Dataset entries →
_ _ _ _ _ _ _

PR #3547, opened 2018-04-23
Test struct localization and delocalization

cjllanwarne:


centaur/src/main/resources/standardTestCases/wdl_draft3/struct_localize_delocalize/struct_localize_delocalize.wdl
```diff
@@ -0,0 +1,51 @@
...
+struct FileContainer {
+  File bam
+  File index
+}
+
+workflow struct_localize_delocalize {
+  call struct_delocalize
+  call struct_localize { input: container = struct_delocalize.fc }
+
+  scatter(s in struct_localize.found_files) {
```
mcovarr: highlighting's not right

cjllanwarne: Huh, that’s the second time I’ve seen this recently. Either something changed or I just haven’t submitted much WDL recently...

PR #61, opened 2015-06-23
Adding in first slick implementation

kshakir:

Issue #2423, opened 2017-07-06
Convert to using Circe


geoffjentry:
We seem to be gravitating towards circe in general, convert Cromwell from spray-json to circe

katevoss:
@geoffjentry what is Circe? What effort would this take?

geoffjentry:
https://github.com/circe/circe

it wouldn't be a huge project but it's also not a huge need. since we're using circe everywhere else now it just means we have two different ways of doing the same thing

kshakir:
Related to switching to circe, and printing JSON in general, pretty-vs-compact printing has been up for debate.

Here is an example of how to pretty print in circe: https://github.com/broadinstitute/clio/commit/4b78f9a5d2f5a0aea389dc404859d5f91e07321c#diff-4543387a548c3521400bdaa006943757

The above always pretty-prints. It may be the case that one wants the pretty-vs-compact printing to be an [option](https://www.elastic.co/guide/en/elasticsearch/reference/current/common-options.html). Because this particular solution uses implicits, one _could_ turn this

```scala
implicit val akkaHttpJsonPrinter: Printer
```

into

```scala
implicit def akkaHttpJsonPrinter()(implicit cromwellPrintType: CromwellPrintType): Printer
```

and then implicitly provide an enum set by a query string parameter.

PR #3551, opened 2018-04-24
Conformance tests #60 and #61 - Myriad Javascript assertions

danbills:
These tests assert ~ 50 different nuances of JS evaluation.


centaurCwlRunner/src/main/scala/centaur/cwl/OutputManipulator.scala
```diff
@@ -144,6 +144,17 @@ object OutputManipulator extends Poly1 {
...
       case (JsString(metadata), Inl(CwlType.String)) => metadata.asJson
+
+      //The Anys.  They have to be done for each type so that the asJson can use this type information when going back to Json representation
+      case (JsString(metadata), Inl(CwlType.Any)) => metadata.asJson
+      case (JsNumber(metadata), Inl(CwlType.Any)) => metadata.asJson
+      case (obj: JsObject, Inl(CwlType.Any)) =>
+        import io.circe.parser._
+        parse(obj.compactPrint).right.getOrElse(throw new Exception("Failed to parse Json output as Json... something is very wrong"))
+      case (JsBoolean(metadata), Inl(CwlType.Any)) => metadata.asJson
+      case (JsArray(metadata), Inl(CwlType.Any)) => metadata.asJson
```
mcovarr: it seems like most of these just `unapply` from specific `JsFoo` types and then re-JSONify them? I think the comment is trying to tell me otherwise but I'm not getting it... 😢

centaurCwlRunner/src/main/scala/centaur/cwl/OutputManipulator.scala
```diff
@@ -162,9 +173,10 @@ object OutputManipulator extends Poly1 {
           fields <- schema.fields
           typeMap = fields.flatMap(processField).toMap
           outputJson = metadata.map({
-            case (k, v) => k -> resolveOutputViaInnerType(typeMap(k))(v, pathBuilder)
+            case (k, v) =>
+              k -> resolveOutputViaInnerType(typeMap(k))(v, pathBuilder)
```
mcovarr: 🔙

centaurCwlRunner/src/main/scala/centaur/cwl/OutputManipulator.scala
kshakir: If you stare too closely at the ~sun~ codebase you'll find a number of places with "SprayJson <-> Circe" conversions like this. In this case it's because of `case class centaur.test.metadata.WorkflowMetadata(value: Map[String, JsValue])`.

New code like this OutputManipulator has been using Circe, while we still have SprayJson sprinkled inside classes all over. Someday perhaps a SOC refactoring should pull the SprayJson _and_ Circe code out into wrappers, otherwise I foresee "SprayJson <-> Circe <-> (insert next scala-json hotness here)" conversions in our future.

geoffjentry: Or someone does this ticket :)

https://github.com/broadinstitute/cromwell/issues/2423

PR #3558, opened 2018-04-25
Create temp dirs for WomMaybePopulatedDirectories otherwise lacking values.

mcovarr:
This would fix 116 too if that weren't using `alpine` for its `dockerPull`; I'm looking at that separately.


cwl/src/main/scala/cwl/CwlType.scala
```diff
@@ -235,12 +235,8 @@ case class Directory private
 
   lazy val asWomValue: ErrorOr[WomFile] = {
     errorOrListingOption flatMap { listingOption =>
-      val valueOption = path.orElse(location).orElse(basename)
-      (valueOption, listingOption) match {
-        case (None, None) =>
-          "Cannot convert CWL File to WomValue without either a location, a path, a basename, or a listing".invalidNel
-        case (_, _) => WomMaybeListedDirectory(valueOption, listingOption).valid
-      }
+      val valueOption = path.orElse(location).orElse(basename).orElse(Option(better.files.File.newTemporaryDirectory().pathAsString))
```
kshakir: This leaks files (technically directories), and is works as a temporary patch for SFS only AFAICT.

Again, similar to Dan's PR I'm fine with it as long as it's tracked.

geoffjentry: “Tracking” generally leads to “forgotten”

cjllanwarne: Is this final `Option` intended to always be `Some`? Could the last `orElse` be a `getOrElse`?

mcovarr: Conformance 115/116 won't be happy on PAPI until this is fixed there which will warrant a more general and hopefully less horrible solution.

mcovarr: Not sure if I can de-`Option` the `valueOption`, I'll look at that.

mcovarr: I tried this and hit hanging tests in sbt that I couldn't resolve in a timely manner so leaving as is for now.

PR #3559, opened 2018-04-26
Small bundle of new centaur and unit tests for draft 3

cjllanwarne:
Red thumb required because of changes in `womtool`


wdl/transforms/draft3/src/main/scala/wdl/draft3/transforms/wdlom2wom/graph/CallElementToGraphNode.scala
```diff
@@ -57,12 +57,16 @@ object CallElementToGraphNode {
...
                 LocalName(name) -> _
               }
-            case (name, _) if callable.inputs.exists(i => i.name == name) =>
+            case (name, _) =>
               val callNameAlias = a.node.alias match {
                 case Some(alias) => s" (as '$alias')"
                 case None => ""
               }
-              s"Invalid call to '${callable.name}'$callNameAlias: Didn't expect the input '$name'".invalidNel
+              if (callable.inputs.exists(i => i.name == name)) {
```
kshakir: Can this be `if (callable.inputs.exists(_.name == name))`?

cjllanwarne: I'll let you fight it out with @aednichols 😄 

Funnily enough this is the exact inverse of the second comment here: https://github.com/broadinstitute/cromwell/pull/3536

kshakir: Heh. The whole reason we chose an even number of reviewers is exactly for this. In the event of a reviewer-tie the original author gets to pick what they want to do.

So change it or don't, but my 2¢ is that I don't think a single letter variable really informs the reader more that `_`, in this particular case.

geoffjentry: `_` plz

cjllanwarne: FWIW the comment here wasn't "give the variable a name", it was "make it obvious which function this `_` belongs to (is it the `traverse`)".

Since it was *not* the `traverse`, I lean towards agreeing and wanting to make it more obvious - any ideas other than naming the variable?

PR #3561, opened 2018-04-27
Configurable job shell.

mcovarr:


geoffjentry:
This seems worthy of both winding up in ReadTheFineDocs as well as the changelog

geoffjentry:
Some might argue that the birds have already struck :P

src/bin/travis/testCentaurCwlConformancePAPI.sh
```diff
@@ -85,6 +85,7 @@ java \
   -Xmx2g \
   -Dconfig.file="$JES_CONF" \
   -Dsystem.new-workflow-poll-rate=1 \
+  -Dsystem.job-shell=/bin/sh \
```
kshakir: As there is already a `-Dconfig.file` used on this command line, this configuration should be kept together with the rest inside the file `$JES_CONF` aka `src/bin/travis/resources/jes_centaur.conf.ctmpl`.

backend/src/main/scala/cromwell/backend/standard/StandardAsyncExecutionActor.scala
```diff
@@ -290,18 +290,18 @@ trait StandardAsyncExecutionActor extends AsyncBackendJobExecutionActor with Sta
     lazy val environmentVariables = instantiatedCommand.environmentVariables map { case (k, v) => s"""export $k="$v"""" } mkString("", "\n", "\n")
 
     val home = jobDescriptor.taskCall.callable.homeOverride.map { _ (runtimeEnvironment) }.getOrElse("$HOME")
+    val shortId = jobDescriptor.workflowDescriptor.id.shortString
+    // Give the out and error FIFO variables names that are unlikely to conflict with anything the user is doing.
+    val (out, err) = (s"out$shortId", s"err$shortId")
+    val jobShell = configurationDescriptor.globalConfig.as[Option[String]]("system.job-shell").getOrElse("/bin/bash")
```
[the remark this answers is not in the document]
mcovarr: What's a good place for this variable? In the `StandardJobExecutionActorParams` perhaps?

src/bin/travis/resources/local_conformance_expected_failures.txt
```diff
@@ -113,7 +113,7 @@
 #113
 #114
 #115
-116
+#116
```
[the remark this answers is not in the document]
mcovarr: Not sure we can do this without significantly expanding the scope of this work. Currently this is set up as a system-wide option via config and we must have `/bin/bash` for at least some of the existing Centaur WDL tests that explicitly use bashisms in the command block.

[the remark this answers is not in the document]
kshakir: Makes sense... someday... Still glad to see this positive direction!

backend/src/main/scala/cromwell/backend/standard/StandardAsyncExecutionActor.scala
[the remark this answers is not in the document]
kshakir: No, the `*ActorParams` classes were because I was sick of having to update multiple `Actor` class constructors whenever we wired in a new parameter.

I think it can be yet[[0]](https://github.com/broadinstitute/cromwell/blob/31/backend/src/main/scala/cromwell/backend/standard/StandardAsyncExecutionActor.scala#L153) another[[1]](https://github.com/broadinstitute/cromwell/blob/31/backend/src/main/scala/cromwell/backend/standard/StandardAsyncExecutionActor.scala#L290) lazy[[2]](https://github.com/broadinstitute/cromwell/blob/31/backend/src/main/scala/cromwell/backend/standard/StandardAsyncExecutionActor.scala#L336) val[[3]](https://github.com/broadinstitute/cromwell/blob/31/backend/src/main/scala/cromwell/backend/standard/StandardAsyncExecutionActor.scala#L417) in the `StandardAsyncExecutionActor`.

(Side note, every time I'm back in this code makes we wish we had more time for developer's choice especially after FP book club)

centaur/src/main/resources/standardTestCases/local_bourne/local_bourne.wdl
```diff
@@ -0,0 +1,20 @@
+task shell {
+  command {
+    # The SHELL variable isn't set in /bin/sh on alpine, busybox or ubuntu so there is this abomination instead.
+    ps auxwww | head -n 2 | tail -n 1 | cut -c23-50
```
mcovarr: @kshakir I expanded the original code a bit to be able to take `job-shell` from the backend config, and with some Centaur whispering I got an alpine/`/bin/sh` test running. The one bit that's still irksome is the "what shell is this" logic since `$SHELL` isn't being set on `/bin/sh`. Suggestions appreciated. 🙂

kshakir: Woo!! Nice to see WDL getting some bourne love. ❤️ 

I think your command is overkill though. The images are intentionally tiny and provide very little functionality beyond the POSIX spec, so they won't have your `SHELL` variable etc. But because the busybox images (including alpine) don't have bash, the fact that this runs at all is amazing. A simple `echo hello world` would suffice.

If you really want to push the limits of stress testing our POSIX support... add another call to the same wdl with [`busybox:1.28.3`](https://hub.docker.com/r/library/busybox/tags/) that's half the size of [`alpine:3.6`](https://hub.docker.com/r/library/alpine/tags/)!

centaur/src/main/resources/standardTestCases/local_bourne/local_bourne.wdl
```diff
@@ -0,0 +1,20 @@
+task shell {
+  command {
+    # The SHELL variable isn't set in /bin/sh on alpine, busybox or ubuntu so there is this abomination instead.
+    ps auxwww | head -n 2 | tail -n 1 | cut -c22-28
```
EvanTheB: Is this to discover which shell is running? I beleive this is more reliable: 
sh -c 'ps -p $$ -o ppid=' | xargs -i readlink -f /proc/\{\}/exe
https://askubuntu.com/a/1022440/382239

kshakir: Thanks for the link! Turns out `busybox` is so slim that `ps` doesn't even support `-p`. https://busybox.net/BusyBox.html#ps

Out of curiosity I tried scanning through one of the POSIX standard versions and apparently `ps -p` might technically be required: http://pubs.opengroup.org/onlinepubs/9699919799/utilities/ps.html

I guess this [comment](https://busybox.net/BusyBox.html#description) leaves a little wiggle room?
> BusyBox provides a fairly complete POSIX environment

kshakir:
cheers and re-👍

centaur/src/main/resources/standardTestCases/local_bourne/local_bourne.wdl
EvanTheB: Ah it is in a busybox environment I did not realise. Ah well. So we just need a solution more portable that posix...

BEEDELLROKEJULIANLOCKHART: @EvanTheB, I doubt that such a solution exists. If you were unable to locate one, do you mind filing an issue with Busybox? If you were, are you able to share it with me?

PR #3562, opened 2018-04-27
Patch 3

EvanTheB:


geoffjentry:
@EvanTheB just to double check, you did this by autogenerating the docs, right? Thanks for the catch.

EvanTheB:
Hi Geoff,
I do not have a java dev environment, and did not know that the docs were generated! I just grepped for the help string. Please feel free to modify this branch

kshakir:
FYI there's a hidden watermark at the top of the file that one can use in PRs to tell if the RESTAPI.md was manually or automatically updated. Example: https://github.com/broadinstitute/cromwell/blame/31/docs/api/RESTAPI.md#L1-L8

Also if one doesn't have a dev environment locally they can still use any public sbt docker. It will take a while as it downloads ~the entire internet~ all of the un-cached cromwell dependencies, but something like this will work:

```shell
docker \
  run \
  --rm \
  -v $PWD:$PWD \
  -w $PWD \
  hseeberger/scala-sbt \
  sbt generateRestApiDocs
```

geoffjentry:
Thanks @evantheb I’ll update woth the aigogenerated version

geoffjentry:
Closing this in favor of #3573

PR #3988, opened 2018-08-08
Workflow url in run mode

### LINKED ISSUE #3849: Be able to take a workflow by URL, not workflow descriptor
The cromwell API currently only allows users to submit the actual workflow file when they'd like to run a workflow. Also allow for a user to submit the URL pointing to the workflow file, which will then be consumed by Cromwell. 

Edit: While the end goal is to not need a zip bundle for dependencies (as they can now be worked out via relative paths - cc @cjllanwarne ) -- that work is part of [3868](https://github.com/broadinstitute/cromwell/issues/3868).

NB: TBD (@ruchim ?) what should we do with `file://` URLs? Perhaps a config option defaulting to off?

### LINKED ISSUE #3986: imported files in develop version expected to be at system root

salonishah11:
This PR adds the remaining functionality of submitting workflow url to run a workflow in `Run` mode.

Closes #3849 
Closes #3986


server/src/main/scala/cromwell/CommandLineArguments.scala
```diff
@@ -60,26 +60,34 @@ case class CommandLineArguments(command: Option[Command] = None,
...
       }
-    } else readOptionContent("Workflow source", workflowSource).map((_, imports.map(p => File(p.pathAsString)), workflowRoot))
+    }
 
-    val workflowSourceFinal: ErrorOr[String] = (workflowSource, workflowUrl) match {
-      case (Some(path), None) => readContent("Workflow source", path)
-      case (None, Some(url)) =>  PartialWorkflowSources.convertStringToUrl(url)
-      case (Some(_), Some(_)) => "Both Workflow source and Workflow url can't be supplied".invalidNel
-      case (None, None) => "Workflow source and Workflow url needs to be supplied".invalidNel
+    def getWorkflowSourceFromPath(workflowPath: Path): ErrorOr[(Option[String], Option[String])] = {
```
mcovarr: TOL This 2-tuple of optional Strings would probably be better as a proper type, something like

```
case class SourceOrUrl(source: Option[String], url: Option[String])
```

but there are other options for representing this as well.

server/src/main/scala/cromwell/CromwellEntryPoint.scala
```diff
@@ -175,17 +175,24 @@ object CromwellEntryPoint extends GracefulStopSupport {
...
+          if (w.isDefined) (w,u)
+          else if (u.get.startsWith("http")) (w, u)
+          else (Option(DefaultPathBuilder.get(u.get).contentAsString), None) //case where url is a WDL file
+        }
+
         WorkflowSingleSubmission(
-          workflowSource = w,
-          workflowUrl = u,
+          workflowSource = finalWorkflowSourceAndUrl._1,
+          workflowUrl = finalWorkflowSourceAndUrl._2,
```
mcovarr: if you do the `case class` thing above you can unapply:

```
val SourceOrUrl(source, url) = {
 if (w.isDefined) (w, u)
.
.
.
 }
.
.
.
WorkflowSingleSubmission(
  workflowSource = source,
  workflowUrl = url,
.
.
.
)
```

docs/CommandLine.md
```diff
@@ -40,7 +41,7 @@ The Cromwell jar file can be built as described in [Building](Building).
 `run` mode executes a single workflow in Cromwell and then exits.
 
 * **`workflow-source`**  
-The single required argument for the workflow source file.
+The single required argument. It can either be a workflow source file or a url pointing to the workflow (The maximum length of url can be 2000 characters).
```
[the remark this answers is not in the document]
salonishah11: Makes sense. Will remove it 👍

engine/src/main/scala/cromwell/webservice/PartialWorkflowSources.scala
```diff
@@ -239,11 +234,17 @@ object PartialWorkflowSources {
...
+  def validateWorkflowUrl(workflowUrl: String): ErrorOr[WorkflowUrl] = {
+    def convertStringToUrl(workflowUrl: String): ErrorOr[WorkflowUrl] = {
+      Try(new URL(workflowUrl)) match {
+        case Success(_) => workflowUrl.validNel
+        case Failure(e) => s"Error while validating workflow url: ${e.getMessage}".invalidNel
+      }
+    }
+
+    workflowUrl.length match {
+      case l if l > 2000 => s"Invalid workflow url. Length of the url:$l is more than 2000 characters".invalidNel
```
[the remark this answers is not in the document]
salonishah11: Good point!

server/src/main/scala/cromwell/CommandLineArguments.scala
```diff
@@ -60,26 +60,34 @@ case class CommandLineArguments(command: Option[Command] = None,
...
+      val workflowPath = File(workflowSourcePath.pathAsString)
 
-    val workflowAndDependencies: ErrorOr[(String, Option[File], Option[String])] = if (isCwl) {
       logger.info("Pre Processing Workflow...")
       lazy val preProcessedCwl = cwlPreProcessor.preProcessCwlFileToString(workflowPath, None)
 
       imports match {
-        case Some(explicitImports) => readOptionContent("Workflow source", workflowSource).map((_, Option(File(explicitImports.pathAsString)), workflowRoot))
-        case None => Try(preProcessedCwl.map((_, None, None)).value.unsafeRunSync())
+        case Some(_) => readContent("Workflow source", workflowSourcePath)
```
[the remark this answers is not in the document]
salonishah11: I have tried to keep this CWL part of logic same as it was before workflow url was introduced. I thought it was better to keep it the same way as before.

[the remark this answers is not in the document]
salonishah11: Talked with @Horneth, and it does make sense to send CWL file path as workflow url if imports are present (in Run mode). Will change it. :)

docs/CommandLine.md
```diff
@@ -40,7 +41,7 @@ The Cromwell jar file can be built as described in [Building](Building).
 `run` mode executes a single workflow in Cromwell and then exits.
 
 * **`workflow-source`**  
-The single required argument for the workflow source file.
+The single required argument. It can either be a workflow source file or a url pointing to the workflow.
```
cjllanwarne: I would say "it can be either a local path or a remote URL pointing to the workflow source file"

engine/src/main/scala/cromwell/webservice/PartialWorkflowSources.scala
```diff
@@ -239,11 +236,17 @@ object PartialWorkflowSources {
...
+  def validateWorkflowUrl(workflowUrl: String): ErrorOr[WorkflowUrl] = {
+    def convertStringToUrl(workflowUrl: String): ErrorOr[WorkflowUrl] = {
+      Try(new URL(workflowUrl)) match {
+        case Success(_) => workflowUrl.validNel
+        case Failure(e) => s"Error while validating workflow url: ${e.getMessage}".invalidNel
+      }
+    }
+
+    workflowUrl.length match {
+      case l if l > MaxWorkflowUrlLength => s"Invalid workflow url: url has length $l, longer than the maximum allowed $MaxWorkflowUrlLength characters".invalidNel
```
cjllanwarne: Minor point but this whole `match`/`case` could be restructured as a simpler `if (l > MaxWorkflowUrlLength) {} else {}`

server/src/main/scala/cromwell/CromwellEntryPoint.scala
```diff
@@ -175,17 +176,24 @@ object CromwellEntryPoint extends GracefulStopSupport {
     import spray.json._
 
     val validation = args.validateSubmission(EntryPointLogger) map {
-      case ValidSubmission(w, u, r, i, o, l, z) =>
+      case ValidSubmission(w, u, r, i, o, l, z) =>{
```
cjllanwarne: The `{` and `}` are redundant on a `case` (but maybe you want them to make things easier to read?)

server/src/test/scala/cromwell/CromwellCommandLineSpec.scala
```diff
@@ -47,37 +47,114 @@ class CromwellCommandLineSpec extends FlatSpec with Matchers with BeforeAndAfter
...
+    optionsFirst.workflowSource.get shouldBe threeStep.wdl
+    optionsFirst.workflowInputs.get.pathAsString shouldBe threeStep.inputs
+
+    val validation = Try(CromwellEntryPoint.validateRunArguments(optionsFirst))
+    validation.isSuccess shouldBe true
+    validation.get.workflowSource shouldBe None
+    validation.get.workflowUrl shouldBe Some(threeStep.wdl)
+  }
+
+  it should "run single when supplying workflow using url" in {
```
cjllanwarne: what does "run single" mean?

engine/src/main/scala/cromwell/webservice/PartialWorkflowSources.scala
salonishah11: It sure can! 👍

server/src/main/scala/cromwell/CromwellEntryPoint.scala
salonishah11: Yeah I like to add braces if it make things easier to read. But, here it does not matter as there is just one case! So, will remove it.

server/src/test/scala/cromwell/CromwellCommandLineSpec.scala
salonishah11: Run single workflow/submission. The test is meant for `Run` mode.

_ _ _ _ _ _ _

From the data above, say how many lines include "printing", and write nothing but the number.

2